I cannot imagine what poetry might be, if not a manifestation of a person’s essential revolt against the absurd laws of this universe he finds himself thrust into despite himself. Some people will exhaust themselves in jeremiads over the sadness of life, but this is not true revolt: the melancholy that gnaws at them does not bring with it any desire for destruction. Others will make a systematic attempt to destroy every notion in their minds that might push them to act: since any action, they believe, presupposes a minimum of optimism, a certain pragmatism by which a thing is judged according to its results, one must rebel against this as well as against the rest, for to reconcile oneself to taking this path would be to accept. These people will remain eternally motionless, sad stylites fed upon by mosquitoes and all the other insects of compromising with one’s conscience, defeated in advance by all of life’s “hopeless battles,” because they did not understand that one must choose this minimal defeat (if one can even call it defeat), that which involves the least shame because it is capable of engendering the most destruction, if one is not to be subjected to many other, even more severe, defeats.

A man may believe for a certain time that poetry is the most real way he has to show his revolt. He is separating himself from the physical world, he thinks, remaining in communication with it only through the vague magic link of words, upsetting relations by agitating these same words, sometimes building a new world in his own image… He thinks he das broken all his chains, spurned all forms of acceptance. Yet he is forgetting that his system is still subject to the convention of language (one of the most crushing) and that the physical world is still there, in the multiple splendor of its garbage.

But this blindness doesn’t usually lost long.
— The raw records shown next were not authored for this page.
PR #6723, opened 2026-03-15
Created scrcpy-console-easy-wireless.bat

Sidtropy:
Added a .bat file to allow easy wireless connection to Android devices. 

The batch script prompts for an [IP: port] and remembers the last used [IP: port] for simplifying re-connections (just hit 'Enter' to skip through the prompts to use the last recorded values). 

NOTE: It seems like Android devices are updating the connection port more frequently and only connecting via the nominated port in the wireless debugging settings. I have observed this behaviour on more recent Android versions (Android 16, Build number CP1A.260305.018 onwards).

### DIFF
--- a/app/data/scrcpy-console-easy-wireless.bat
+++ b/app/data/scrcpy-console-easy-wireless.bat
@@ -1,0 +1,164 @@
+@echo off
+setlocal ENABLEDELAYEDEXPANSION
+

The poet’s quarrels with ideas, sentences, and words soon show him what hard compromises he was accepting and how derisory and unreal was the hold he claimed to have over the world through the intermediary of words. Poetry will no longer be enough to assuage his revolt, and he will turn to the world and look for a way to breach its detested laws.

If the time or the country he lives in allows him still to believe in the power of magic, he will become a sorcerer or a necromancer, will conclude a pact with the forces of hell so that he can dominate the earthly world. If, on the other hand, the “lights” of his time prevent him from relying seriously on these resources, he will draw up a rational plan of his prison, then try to find out to what extent he can control it.

He will first discover that the laws of physics can’t be changed. Hallucination at one time might have given him the illusion that they were metamorphosing, but he knows well that when he wakes up the weight is still there, along with the beating of his heart and the flux of his blood. He will then fall back on the second series of laws he is slave to: the laws of society. An enormous drive will raise him against the idiotic laws that men have invented to constrain one another; he will become a lycanthrope, an anarchist, a rebel against all social relations imposed on his person. He will think he can shake off this yoke and smash it—another utopian fantasy, for he is the one who will be fatally smashed by the laws, without his having been able to make a breach in their severity.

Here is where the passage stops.